The dowel plug over the screw is the way I'd go. Although, pocket screws from the underside would leave a better topside appearance, IMO.
When we laid or redwood deck boards, we used the Trex hidden fastener system. But, there were places where they wouldn't work, so we counter bored and screwed the the boards down. To cover the holes, I cut plugs from redwood and epoxied them in place. I know, Titebond lll is supposed to be water proof, but epoxy leaves no doubt.
If you had 1.5" thick bench slats, I'd recommend the Trex system.

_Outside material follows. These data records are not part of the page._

PR #2826, opened 2021-07-31
correct signature of merge for AbstractIndex

bkamins:
`merge` implementation was super old and it turns out we even did not have proper tests of it. I have added them now. `merge` is used only in `crossjoin` now, and the problem appeared when one tries to do a `crossjoin` of two `SubDataFrame`s with `makeunique=true`. This is also added to the tests

### DIFF
--- a/NEWS.md
+++ b/NEWS.md
@@ -19,6 +19,14 @@
   integers in a small range.
   ([#2812](https://github.com/JuliaData/DataFrames.jl/pull/2812))
 
+# DataFrames.jl v1.2.2 Patch Release Notes
+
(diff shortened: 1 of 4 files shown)


bkamins:
Currently I have prepared this PR so that I can easily backport it and make a 1.2.2 patch release. However, equally well we can wait with it till 1.3 release as the bug will only cause inconvenience (something that should work currently errors) and the scenario when this happens is super unlikely. Please comment what you prefer.

pdeffebach (approved):

bkamins:
Thank you!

Pretty slick.


----------



## bobj3 (Jan 17, 2006)

Hi

I would suggest forget the dowel way and use stainless steel screws/stainless steel carr.bolts they will stand up for many the years in the weather.. 

===



papawd said:


> I have been building some garden type benches for gazeebo area and always changing and wanting to try new ideas am wondering if wood dowels mayybe 1/4" would hold down seat slats or should I stick to screws .... I am building these out of cypress and have fluted Oak dowels or just a plain oak dowel rod .. it would give anice look but I am afraid over time it may bow up and the slats are planed down to 3/4" , I may just drill a small 1/4" hole in slat and then screw the slat finish with just a pretend dowel glued in any comments welcomed


----------



## Phil P (Jul 25, 2010)

One other consideration about dowels is the material they're made from. Most store-bought dowels seem to be made from beech. Unfortunately beech isn't a durable timber and shouldn't be used for outdoor projects. Thet would leave you having to source a suitable timber and a completely waterproof glue, such as urea formaldehyde/resorcinol formaldehyde glue (plastic resin glue)

Regards

Phil


----------



## pal (Feb 13, 2008)

Hi
I made a couple of adirondack chairs and a couple of porch chairs, went the way of Mike with glue, stainless screws and a plug made of the same timber, aligned the grain of the plug with the grain of the slats you can hardly pick out the plugs.


Regards
Harold


----------



## MACswag (Feb 28, 2012)

smashing swing bench, MAC


----------



## Dimitri M (Oct 4, 2011)

Mike I agree with your opinion re. screws and wood plugs on top.

Warren, have you already built it ? How does your cypress behave in humidity / sunshine? what finish? You say you live in the US, it can be as hot as New Mexico, humid as Louisiana, cold as Alaska and all shades of gray in-between. Be more specific in terms of climate?

IMHO, cypress - here in the Mediterranean - is not good for outdoor use, as it has the ntendency to split and warp - if you see my threads you will understand how I deal with it. Dowels themselves NEVER exert compression between two joined pieces of wood, and eventually they will give way in shearing forces, so screws under and a plug on top is extra work of course, but with better results. The show of screwheads, no matter how shiny, give a poorer appearance than plugs, and if the screws showing get dented they will catch on clothes or ladies' stockings and degrade your work. The glue for plugs needs to be waterproof, whatever this means for US glues, I notice that ads in US wood magazines have only the brand name and not what the product is made of. Waterproof glue stains the wood - will you paint it or stain it ? Extra work again.

Let us know what you achieved or what your plans are.

Best wishes


----------



## Cherryville Chuck (Sep 28, 2010)

One more nix for dowels. I've tried them and they eventually let go. One other consideration is that dowels form a solid, unmoving joint. Anything outside, even if it is under cover, is subjected to dimensional changes because of the weather and racking forces when being used. Mechanical fasteners allow some movement without weakening the joint.


----------



## bobj3 (Jan 17, 2006)

I will 2nd Charles post I hate dowel pins..

==



Cherryville Chuck said:


> One more nix for dowels. I've tried them and they eventually let go. One other consideration is that dowels form a solid, unmoving joint. Anything outside, even if it is under cover, is subjected to dimensional changes because of the weather and racking forces when being used. Mechanical fasteners allow some movement without weakening the joint.


----------